Attorney general argues teen 'gambled' on
  guilty plea in Chester killings

By Charles D. Perry
Updated 11/02/07 - 12:16 AM |

CHESTER -- The S.C. attorney general's office wants Christopher Pittman's lawsuit against the state dismissed, according to a document provided by an office spokesman Thursday.

Pittman, the Chester County teenager serving 30 years in prison for killing his grandparents when he was 12 years old, filed a civil lawsuit in September alleging that his attorneys were "ineffective for misadvising me not to accept the guilty plea for ten (10) yrs., because I would be acquitted at trial."

Pittman, 18, was tried as an adult and convicted of two counts of murder in 2005. His conviction was upheld in June by the state Supreme Court. A lawyer working on Pittman's behalf said he plans to ask the U.S. Supreme Court to hear the case.

A document e-mailed to The Herald by attorney general's office spokesman Mark Plowden states that Pittman "made insufficient allegations to show deficient performance."

Pittman "has not alleged anything more than the fact that he was offered ten years but after he gambled on trial he received thirty," the document states. "Counsel's best judgment is not the basis for reversal on collateral attack simply because it ultimately was unsuccessful at trial."

In his lawsuit, Pittman also claims his attorneys didn't advise him of his constitutional rights, which he alleges he didn't understand because he was a child. Pittman was 15 at the time of the trial.

The case also has "Newly Discovered Evidence," the lawsuit states, although it doesn't specify what kind of evidence was found.

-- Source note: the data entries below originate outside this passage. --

PR #971, opened 2016-09-05
Fix #960

### LINKED ISSUE #960: Refactor REPL Highlight to avoid colliding styles
When you copy REPL console in RTF mode, there's a heavy algorithm based on a bug generated by

* WollokCodeHighLightLineStyleListener

		// add custom highlights
		calculator.provideHighlightingFor(resource) [ offset, length, styleIds |
			val styleId = styleIds.get(0) // just get the first one ??
			val style = stylesProvider.getAttribute(styleId)
			
			val s = new StyleRange(event.lineOffset + offset - headerLength, length, style.foreground, style.background)
			s.data = styleId
			 
			if (s.start <= originalText.length && s.end <= originalText.length) {
				styles.merge(s)
			}
		]

* WollokAnsiColorLineStyleListener

This generates duplicates in styles.
We should refactor & fix this so there's only one style.

fdodino:
This fixes undetected problems in style ranges for REPL console, causing bad behavior in RTF copies.

### DIFF
--- a/org.uqbar.project.wollok.ui.launch/src/org/uqbar/project/wollok/ui/console/editor/WollokStyle.xtend
+++ b/org.uqbar.project.wollok.ui.launch/src/org/uqbar/project/wollok/ui/console/editor/WollokStyle.xtend
@@ -107,58 +107,9 @@ class WollokStyle {
 	}
 	
 	def getStylesAtLine(int lineNumber) {
-		adjustStylesRange(getStylesSelected(lineNumber))
+		getStylesSelected(lineNumber).sortBy [ start ]
 	}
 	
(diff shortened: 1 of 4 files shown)


fdodino:
Worked beyond this issue

* Added a radio button for objects (default) & classes
* Validations: no numeric identifiers, you can't define an identifier beginning with numbers
* Objects starts with lowercase, Classes with uppercase
* Default Extensions are used

tesonep:
Hi @fdodino this PR is still relevant?, I think yes, but by the comments I don't know.

fdodino:
Yes, it is important! 
My previous comment was that I just made a commit for another branch, wrongly referencing this issue.
But it has an important fix for styles rendered in REPL.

Pittman was represented during the trial in Charleston by Andy Vickery and Paul Waldner of Texas and Henry Mims of Greer.

In the lawsuit, Pittman asks the court for one of four outcomes:

His sentence be thrown out, and he get released from prison;

His sentence be lessened;

He be resentenced as a youthful offender;

Or he receive a new trial.

The attorney general's office, which represents South Carolina in lawsuits against the state, contends that Pittman used vague reasoning in his request for relief.

For example, the attorney general's response states that Pittman didn't specify which of constitutional rights weren't explained or how understanding those rights would have impacted the trial.

Pittman also has been assigned a new attorney for his lawsuit against the state. Sumter lawyer Charles Brooks III will handle Pittman's case instead of Earl Gatlin, the Rock Hill lawyer who was initially appointed, according to documents filed this week at the Chester County Courthouse.

Gatlin said Brooks has more experience handling these types of cases. Brooks could not be reached for comment.

Another new detail included in the attorney general's office document is that the U.S. Supreme Court has granted Michael Sturley more time to file a petition asking the court to hear the case.

Sturley, a University of Texas law professor, said he is assisting with the U.S. Supreme Court representation, one of his specialties.

Sturley said he has been working with Vickery on the case and plans to file a petition next month asking that the court hear the case.

During the 2005 trial, Pittman's lawyers claimed he was under the influence of the antidepressant Zoloft when he shot his grandparents, Joe and Joy Pittman, with a shotgun in November 2001. He then set fire to their home in Chester County to cover up the crime.

Pittman is serving his sentence at the Broad River Correctional Institution in Columbia.